* DESCRIPTION OF THE TASK
Each line holding the word "blank" must appear in the answer, copied from the entries.

(Dataset entries)
────────

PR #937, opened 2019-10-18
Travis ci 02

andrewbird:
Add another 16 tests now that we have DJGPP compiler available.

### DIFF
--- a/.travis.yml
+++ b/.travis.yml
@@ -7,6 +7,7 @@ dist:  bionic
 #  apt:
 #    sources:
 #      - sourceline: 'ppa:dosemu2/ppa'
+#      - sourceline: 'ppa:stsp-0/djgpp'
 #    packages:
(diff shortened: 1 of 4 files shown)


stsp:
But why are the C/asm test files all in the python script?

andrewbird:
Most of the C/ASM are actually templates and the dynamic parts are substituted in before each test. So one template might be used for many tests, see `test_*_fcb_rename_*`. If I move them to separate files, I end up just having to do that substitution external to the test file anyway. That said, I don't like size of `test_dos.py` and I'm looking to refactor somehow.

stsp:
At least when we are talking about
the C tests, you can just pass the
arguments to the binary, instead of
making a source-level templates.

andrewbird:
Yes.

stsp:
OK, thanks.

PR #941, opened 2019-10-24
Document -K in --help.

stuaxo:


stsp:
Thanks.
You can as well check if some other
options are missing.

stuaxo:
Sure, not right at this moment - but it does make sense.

────────

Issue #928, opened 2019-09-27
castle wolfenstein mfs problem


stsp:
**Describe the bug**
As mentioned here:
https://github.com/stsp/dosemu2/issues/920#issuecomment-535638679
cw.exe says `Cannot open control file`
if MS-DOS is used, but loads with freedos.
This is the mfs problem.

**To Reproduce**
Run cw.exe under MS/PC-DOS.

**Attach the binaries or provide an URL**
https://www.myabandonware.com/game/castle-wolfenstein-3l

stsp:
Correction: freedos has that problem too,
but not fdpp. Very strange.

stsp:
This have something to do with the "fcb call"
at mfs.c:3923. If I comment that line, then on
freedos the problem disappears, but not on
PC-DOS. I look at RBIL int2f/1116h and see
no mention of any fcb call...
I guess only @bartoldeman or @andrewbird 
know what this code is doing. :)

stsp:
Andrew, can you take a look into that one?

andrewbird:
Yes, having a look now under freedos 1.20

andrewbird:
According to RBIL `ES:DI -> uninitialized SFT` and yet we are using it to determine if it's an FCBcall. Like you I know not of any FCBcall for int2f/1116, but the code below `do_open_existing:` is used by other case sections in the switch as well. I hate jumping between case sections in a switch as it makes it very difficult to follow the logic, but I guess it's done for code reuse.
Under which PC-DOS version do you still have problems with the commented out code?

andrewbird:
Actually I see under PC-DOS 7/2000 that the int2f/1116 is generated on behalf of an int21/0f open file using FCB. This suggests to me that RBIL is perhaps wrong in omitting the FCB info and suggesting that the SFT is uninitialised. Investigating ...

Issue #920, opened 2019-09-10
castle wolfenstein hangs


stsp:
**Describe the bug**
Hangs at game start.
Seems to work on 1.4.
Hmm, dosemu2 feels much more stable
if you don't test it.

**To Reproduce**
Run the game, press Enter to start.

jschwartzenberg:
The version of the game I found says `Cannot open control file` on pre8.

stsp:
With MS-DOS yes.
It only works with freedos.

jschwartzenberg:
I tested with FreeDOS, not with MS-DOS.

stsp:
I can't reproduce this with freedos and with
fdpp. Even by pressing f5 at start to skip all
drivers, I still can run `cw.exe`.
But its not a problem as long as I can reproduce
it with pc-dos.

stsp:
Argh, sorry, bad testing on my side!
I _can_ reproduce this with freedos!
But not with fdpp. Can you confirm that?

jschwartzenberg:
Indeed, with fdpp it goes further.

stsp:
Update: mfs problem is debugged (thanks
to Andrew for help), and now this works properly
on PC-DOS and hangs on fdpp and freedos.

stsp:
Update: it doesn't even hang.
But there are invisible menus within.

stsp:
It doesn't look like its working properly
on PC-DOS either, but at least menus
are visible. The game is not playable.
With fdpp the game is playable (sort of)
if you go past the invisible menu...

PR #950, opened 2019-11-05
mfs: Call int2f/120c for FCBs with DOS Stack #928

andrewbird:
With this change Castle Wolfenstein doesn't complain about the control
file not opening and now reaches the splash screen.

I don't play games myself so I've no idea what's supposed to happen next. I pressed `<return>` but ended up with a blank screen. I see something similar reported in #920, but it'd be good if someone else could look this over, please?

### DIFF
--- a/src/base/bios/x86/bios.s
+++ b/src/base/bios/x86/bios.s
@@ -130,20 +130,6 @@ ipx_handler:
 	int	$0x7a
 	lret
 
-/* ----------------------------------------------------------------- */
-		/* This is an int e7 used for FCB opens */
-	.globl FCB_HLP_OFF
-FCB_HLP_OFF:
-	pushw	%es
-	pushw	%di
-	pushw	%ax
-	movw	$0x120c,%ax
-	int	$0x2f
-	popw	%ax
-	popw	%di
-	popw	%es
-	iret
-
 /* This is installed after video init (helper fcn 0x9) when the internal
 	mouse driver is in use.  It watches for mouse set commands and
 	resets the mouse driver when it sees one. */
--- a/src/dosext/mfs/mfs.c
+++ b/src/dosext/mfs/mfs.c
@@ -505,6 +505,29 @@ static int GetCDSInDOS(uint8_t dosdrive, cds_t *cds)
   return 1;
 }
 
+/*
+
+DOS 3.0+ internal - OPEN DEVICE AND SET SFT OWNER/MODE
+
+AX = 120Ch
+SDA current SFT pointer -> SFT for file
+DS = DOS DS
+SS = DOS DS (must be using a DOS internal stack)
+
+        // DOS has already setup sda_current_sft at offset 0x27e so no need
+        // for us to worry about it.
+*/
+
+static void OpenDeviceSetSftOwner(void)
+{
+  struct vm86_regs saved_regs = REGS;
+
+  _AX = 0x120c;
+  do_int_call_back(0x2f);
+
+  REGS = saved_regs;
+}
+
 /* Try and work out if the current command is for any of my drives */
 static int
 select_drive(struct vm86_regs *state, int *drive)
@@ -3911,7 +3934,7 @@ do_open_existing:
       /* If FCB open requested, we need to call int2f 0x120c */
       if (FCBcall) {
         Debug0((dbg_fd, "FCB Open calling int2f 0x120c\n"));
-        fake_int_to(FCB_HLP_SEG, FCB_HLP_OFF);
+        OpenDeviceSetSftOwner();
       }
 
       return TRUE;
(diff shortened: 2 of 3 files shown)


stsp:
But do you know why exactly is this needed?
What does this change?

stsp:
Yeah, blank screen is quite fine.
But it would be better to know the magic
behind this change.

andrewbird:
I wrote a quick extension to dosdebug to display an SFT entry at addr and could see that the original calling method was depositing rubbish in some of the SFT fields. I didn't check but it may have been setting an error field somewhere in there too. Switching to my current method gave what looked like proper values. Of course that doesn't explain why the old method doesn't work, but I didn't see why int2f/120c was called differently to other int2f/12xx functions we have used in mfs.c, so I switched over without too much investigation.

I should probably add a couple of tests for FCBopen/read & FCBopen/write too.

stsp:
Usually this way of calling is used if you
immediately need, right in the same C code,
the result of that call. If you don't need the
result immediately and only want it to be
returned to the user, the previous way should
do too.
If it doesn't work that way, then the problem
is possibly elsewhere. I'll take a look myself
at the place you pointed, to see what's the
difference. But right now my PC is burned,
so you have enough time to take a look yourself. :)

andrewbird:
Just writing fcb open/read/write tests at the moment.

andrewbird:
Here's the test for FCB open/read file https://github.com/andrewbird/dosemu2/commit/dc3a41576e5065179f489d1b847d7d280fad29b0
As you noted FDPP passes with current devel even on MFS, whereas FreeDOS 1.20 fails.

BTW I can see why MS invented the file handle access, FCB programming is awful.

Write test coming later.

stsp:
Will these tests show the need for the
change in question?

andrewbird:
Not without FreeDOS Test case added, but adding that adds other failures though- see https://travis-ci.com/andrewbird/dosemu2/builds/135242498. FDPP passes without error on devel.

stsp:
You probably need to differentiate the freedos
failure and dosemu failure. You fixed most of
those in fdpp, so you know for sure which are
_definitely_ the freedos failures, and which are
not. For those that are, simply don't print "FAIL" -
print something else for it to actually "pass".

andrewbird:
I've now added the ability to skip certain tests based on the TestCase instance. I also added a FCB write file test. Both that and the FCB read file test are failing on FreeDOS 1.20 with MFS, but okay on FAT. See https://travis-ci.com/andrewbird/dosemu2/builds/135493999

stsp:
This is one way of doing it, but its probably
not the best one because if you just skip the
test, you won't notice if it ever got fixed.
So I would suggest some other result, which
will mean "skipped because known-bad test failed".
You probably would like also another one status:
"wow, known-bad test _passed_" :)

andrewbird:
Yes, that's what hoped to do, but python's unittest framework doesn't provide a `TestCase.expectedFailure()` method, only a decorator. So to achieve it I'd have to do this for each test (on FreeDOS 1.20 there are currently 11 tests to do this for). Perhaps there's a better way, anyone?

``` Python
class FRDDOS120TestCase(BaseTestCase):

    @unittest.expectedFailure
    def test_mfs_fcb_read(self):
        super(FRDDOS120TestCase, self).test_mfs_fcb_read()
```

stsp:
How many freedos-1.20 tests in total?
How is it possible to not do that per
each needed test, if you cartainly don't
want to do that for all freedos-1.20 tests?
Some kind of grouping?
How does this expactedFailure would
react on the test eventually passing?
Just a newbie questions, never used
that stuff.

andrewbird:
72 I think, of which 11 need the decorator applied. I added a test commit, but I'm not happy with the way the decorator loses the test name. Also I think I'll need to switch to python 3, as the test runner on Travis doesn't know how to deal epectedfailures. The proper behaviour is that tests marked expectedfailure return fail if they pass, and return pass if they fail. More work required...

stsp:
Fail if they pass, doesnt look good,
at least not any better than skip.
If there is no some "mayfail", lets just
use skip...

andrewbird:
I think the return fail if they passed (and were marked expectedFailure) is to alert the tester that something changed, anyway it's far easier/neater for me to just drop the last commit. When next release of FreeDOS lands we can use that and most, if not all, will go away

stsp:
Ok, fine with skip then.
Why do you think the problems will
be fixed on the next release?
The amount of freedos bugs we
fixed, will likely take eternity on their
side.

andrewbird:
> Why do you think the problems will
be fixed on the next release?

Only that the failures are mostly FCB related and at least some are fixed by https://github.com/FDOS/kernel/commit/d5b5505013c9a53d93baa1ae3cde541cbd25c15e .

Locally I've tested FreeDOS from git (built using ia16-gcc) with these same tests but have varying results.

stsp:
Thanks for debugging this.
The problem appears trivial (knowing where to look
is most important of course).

────────

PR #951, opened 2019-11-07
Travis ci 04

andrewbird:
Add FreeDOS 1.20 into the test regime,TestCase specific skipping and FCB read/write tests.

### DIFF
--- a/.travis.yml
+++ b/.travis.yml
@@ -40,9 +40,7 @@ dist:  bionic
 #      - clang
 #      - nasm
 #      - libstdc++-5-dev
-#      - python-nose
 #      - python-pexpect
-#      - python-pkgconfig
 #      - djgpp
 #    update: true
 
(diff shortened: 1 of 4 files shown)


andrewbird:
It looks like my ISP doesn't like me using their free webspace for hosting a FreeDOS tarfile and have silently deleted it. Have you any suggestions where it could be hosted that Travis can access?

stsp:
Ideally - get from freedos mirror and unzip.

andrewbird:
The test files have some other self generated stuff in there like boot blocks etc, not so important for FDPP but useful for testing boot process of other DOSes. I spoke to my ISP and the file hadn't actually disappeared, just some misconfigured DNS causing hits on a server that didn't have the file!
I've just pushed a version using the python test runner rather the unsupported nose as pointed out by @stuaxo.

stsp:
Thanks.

────────

* ANSWER FOR THE TASK
I don't play games myself so I've no idea what's supposed to happen next. I pressed `<return>` but ended up with a blank screen. I see something similar reported in #920, but it'd be good if someone else could look this over, please?
Yeah, blank screen is quite fine.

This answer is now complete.